INPUT RECORDS below:
PR #5807, opened 2015-05-24
[pinkbike] new extractor

misterhat:
Solves https://github.com/rg3/youtube-dl/issues/5791.


youtube_dl/extractor/pinkbike.py
```diff
@@ -0,0 +1,78 @@
...
+            r'<source data-quality=\\"([0-9]+)p\\" src=\\"(.*?)\\">',
+            webpage)
+
+        formats = [{'url': fmt[1], 'height': fmt[0]} for fmt in formats]
+
+        return {
+            'id': video_id,
+            'title': title,
+            'description': description,
+            'duration': self._html_search_meta('video:duration', webpage, 'duration'),
```
jaimeMF: this field must be a number.

PR #5828, opened 2015-05-27
[youku] update youku

PeterDing:
[update youku]
Getting video_urls use m3u8 link, this method is from https://github.com/soimort/you-get/blob/develop/src/you_get/extractors/youku.py#L22

### DIFF
--- a/youtube_dl/extractor/youku.py
+++ b/youtube_dl/extractor/youku.py
@@ -1,123 +1,172 @@
 # coding: utf-8
-
 from __future__ import unicode_literals
 
-import math
-import random
 import re
 import time
+import base64
 
 from .common import InfoExtractor
-from ..utils import (
-    ExtractorError,
-)
+from ..utils import ExtractorError
 
+from ..compat import compat_urllib_parse
 
 class YoukuIE(InfoExtractor):
+    IE_NAME = 'youku'
     _VALID_URL = r'''(?x)
         (?:
             http://(?:v|player)\.youku\.com/(?:v_show/id_|player\.php/sid/)|
             youku:)
         (?P<id>[A-Za-z0-9]+)(?:\.html|/v\.swf|)
     '''
+
     _TEST = {
-        'url': 'http://v.youku.com/v_show/id_XNDgyMDQ2NTQw.html',
-        'md5': 'ffe3f2e435663dc2d1eea34faeff5b5b',
-        'params': {
-            'test': False
-        },
-        'info_dict': {
-            'id': 'XNDgyMDQ2NTQw_part00',
-            'ext': 'flv',
-            'title': 'youtube-dl test video "\'/\\ä↭𝕐'
-        }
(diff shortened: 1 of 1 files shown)


yan12125:
you-get is licensed under MIT while youtube-dl is UNLICENSE. We can't (and shouldn't) use their codes directly unless explicit permission. Did you ask the original authors?

youtube_dl/extractor/youku.py
```diff
@@ -1,123 +1,172 @@
...
+                q += 1
+
+            return result
+
+        e_code = trans_e(f_code_1, base64.b64decode(bytes(ep, 'ascii')))
+        sid, token = e_code.split('_')
+        new_ep = trans_e(f_code_2, '%s_%s_%s' % (sid, vid, token))
+        return base64.b64encode(bytes(new_ep, 'latin')), sid, token
+
+    def parse_m3u8(self, cm):
```
yan12125: I think [```_extract_m3u8_formats```](https://github.com/rg3/youtube-dl/blob/master/youtube_dl/extractor/common.py#L847) does the work better. If the existing method does not fit the need, feel free to modify it.

PeterDing:
OK, let me try to remodify it. And I will connect authors of you-get to apply for the permission.
But, I wonder if the authors whose codes is under MIT does not authorize me to use the code, how can I do.

yan12125:
Then you need to write your own codes from scratch.

youtube_dl/extractor/youku.py
```diff
@@ -1,123 +1,172 @@
...
         format = self._downloader.params.get('format', None)
-        supported_format = list(config['data'][0]['streamfileids'].keys())
-
-        # TODO proper format selection
-        if format is None or format == 'best':
-            if 'hd2' in supported_format:
-                format = 'hd2'
+        supported_format = data['streamtypes']
+
+        # DONE proper format selection
```
jaimeMF: Remove this comment, the only purpose of the `TODO` comment was to remind that it had to be implemented.

youtube_dl/extractor/youku.py
```diff
@@ -1,123 +1,172 @@
...
+            "vid": video_id
+        }
+        m3u8_url = 'http://pl.youku.com/playlist/m3u8?' \
+            + compat_urllib_parse.urlencode(m3u8_url_params)
+        cm = self._download_webpage(m3u8_url, video_id, 'M3U8 DOWNLOAD')
+        video_urls = self.parse_m3u8(cm)
+
+        # construct info
+        entries = []
+        for i in range(len(video_urls)):
```
jaimeMF:
```
for i, video_url in enumerate(video_urls):
```

youtube_dl/extractor/youku.py
jaimeMF: Sorry, I should have commented in #5833.

PeterDing:
I rewrite youku.py.
Getting video_url from api.
https://github.com/rg3/youtube-dl/pull/5833/files

PR #5829, opened 2015-05-27
[porn91] Add new extractor for 91porn.com

PeterDing:
An extractor for 91porn.com -- A popular Chinese amateur porn site.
End of INPUT RECORDS.
In the entries above, identify every line with the word "data". Copy those lines.

# ANSWER
+            r'<source data-quality=\\"([0-9]+)p\\" src=\\"(.*?)\\">',
-        supported_format = list(config['data'][0]['streamfileids'].keys())
+        supported_format = data['streamtypes']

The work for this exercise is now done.